Adaptability – Manage change both internally triggered and externally initiated

If we take the example of FR2052a reporting, $700 bn plus banks have already commenced daily reporting on inflows and outflows. For smaller banks, the reporting is expected to be monthly and will kick in from 2017.

Essentially, if we analyse the FR2052a data sets, bank need to report on inflows and outflows from different kinds of assets and liabilities. A comprehensive master data framework is enforced on the data sets that need to be submitted with the intention of making it easy for the regulator to compare and process data received from multiple banks.

From a change management standpoint, banks need to have in place a robust and GUI based master data management framework to maintain and manage inclusion of new codes (regulator initiated), modifications in mappings to existing codes(bank /regulator initiated) and then go ahead and generate the final datasets. Similarly, LCR reporting enforces the “HQLA” categorisation framework on the banks assets which might be subject to revisions. Thus, a critical part of a smart change management strategy for Liquidity reporting is a robust master data management framework and data classification engine.

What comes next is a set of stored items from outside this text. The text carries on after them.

Issue #8131, opened 2024-01-04
Support Secure Boot in OVMF Environment


la7eralus:
## Feature Request
Support Secure Boot in OVMF Environment
### Description
I'm running Talos in Proxmox (QEMU), and want to enable Secure Boot and TPM Encryption. Unfortunately the Keys cant be enrolled automatically: 
![image](https://github.com/siderolabs/talos/assets/113297102/91a94018-104f-4992-9ba0-a6b3fd265107)

So I tried to import the keys manually (loader/keys/auto/*.auth):
![image](https://github.com/siderolabs/talos/assets/113297102/b33034ac-45d9-489e-873e-493f646dfc37)
![image](https://github.com/siderolabs/talos/assets/113297102/8fc10e1a-189d-4ab0-bcef-1f1e1f6219e8)

It seems like OVMF only supports Keys in der format (and not pem).

frezbo:
from the error it seems it failed to write the EFI variables, seems the firmware is passed in as readonly as opposed to read/write.

Talosctl supports generating keys in DER format `talosctl gen secureboot`

5olu7ion:
I created the UEFI disk without pre enrolled Keys, so I think it should be in setup mode?

Are you sure, that the default keys (the one that ship with the talks secure boot iso) are in DER format?

frezbo:
> Are you sure, that the default keys (the one that ship with the talks secure boot iso) are in DER format?

probably not the ones in the iso, but you can always generate your own keys

5olu7ion:
Yes, this seems doable, but it's ultimately forcing me to operate or provide a private registry for the custom built talos image. Is there a chance to provide the secure iso with keys, that work with OVMF?

frezbo:
Yeh, i think we can fix that

5olu7ion:
Awesome, thank you 😁

5olu7ion:
@frezbo This should be fixed with 1.6.2 right? -> https://github.com/siderolabs/talos/commit/3576d113c

frezbo:
yeh, the fix was not correct, will get it fixed

frezbo:
We still need to inlcude those files in the iso, I'll take care of that

frezbo:
@5olu7ion I took a look at the issue again, from the image it seems it reported a security violation
![image](https://github.com/siderolabs/talos/assets/18496730/8019f393-c419-4046-994e-13647532f767)

[...]

PR #8359, opened 2024-02-23
chore: uki der certs in iso

frezbo:
Add the uki signing cert into iso.

Fixes: #8131

### DIFF
--- a/pkg/imager/iso/uefi.go
+++ b/pkg/imager/iso/uefi.go
@@ -28,6 +28,9 @@ type UEFIOptions struct {
 	// A value in loader.conf secure-boot-enroll: off, manual, if-safe, force.
 	SDBootSecureBootEnrollKeys string
 
+	// UKISigningCertDer is the DER encoded UKI signing certificate.
+	UKISigningCertDerPath string
+
 	// optional, for auto-enrolling secureboot keys
 	PlatformKeyPath    string
 	KeyExchangeKeyPath string
@@ -116,6 +119,10 @@ func CreateUEFI(printf func(string, ...any), options UEFIOptions) error {
 		return err
 	}
 
+	if _, err := cmd.Run("mmd", "-i", efiBootImg, "::EFI/keys"); err != nil {
+		return err
+	}
+
 	if _, err := cmd.Run("mmd", "-i", efiBootImg, "::loader"); err != nil {
 		return err
 	}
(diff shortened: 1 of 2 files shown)


pkg/imager/iso/uefi.go
```diff
@@ -167,6 +170,10 @@ func CreateUEFI(printf func(string, ...any), options UEFIOptions) error {
 		}
 	}
 
+	if _, err := cmd.Run("mcopy", "-i", efiBootImg, options.UKISigningCertDerPath, "::EFI/Linux/uki-signing-cert.der"); err != nil {
```
smira, line 173: is it some standard path? or just dumping something?

frezbo: no standard path, i initially put it under `keys/secureboot` but it seems OVMF doesn;t allow selecting from that path, only `EFI` and `loader` were allowed

frezbo: maybe i can do `loader/keys`

smira: loader is I guess for sd-boot loader

frezbo: yeh, but it's `loader/auto`

frezbo: does `EFI/Linux/keys/uki-signing-key.der` makes sense?

pkg/imager/iso/uefi.go
```diff
@@ -149,6 +152,10 @@ func CreateUEFI(printf func(string, ...any), options UEFIOptions) error {
 		return err
 	}
 
+	if _, err := cmd.Run("mcopy", "-i", efiBootImg, options.UKISigningCertDerPath, "::loader/keys/uki-signing-cert.der"); err != nil {
```
smira, line 155: my only concern is - should we move it to `::EFI/` so that we don't create something which would confuse systemd-boot

smira (approved):

pkg/imager/iso/uefi.go
frezbo: yeh, that works, so `::EFI/enrollment/uki-signing-key.der` or `::EFI/keys/uki-signing-key.der`?

smira: lgtm!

Another important piece is capturing data and having a data model that can support an exhaustive list of attributes to ensure all aspects around counterparty, nature of transaction, currency and product are covered. From a stress testing standpoint as well, having a model that can enable setting up conditions on a variety of parameters is a necessity as this is another area which is likely to evolve.

When it comes to Liquidity reporting a strong data foundation overlaid by a robust master data management framework can equip banks to better handle internally triggered or externally initiated changes that come their way.